- **WHAT IS NEEDED**:
For the word "interface", count the lines below that contain it. Give the number alone.

[Dataset excerpts]
PR #1407, opened 2026-02-26
STR 1202 Generic MMR database interface

krsnapaudel:
## Description

Replaces the legacy `GlobalMmrDatabase` trait with a storage-only `MmrIndexDatabase` interface, separating MMR algorithm logic from the database layer. Closes the TOCTOU race condition across all MMR read/write paths.

### Before
- `GlobalMmrDatabase` bundled MMR algorithms (append, pop, proof) into the DB trait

- **EXERCISE RESULT**:
2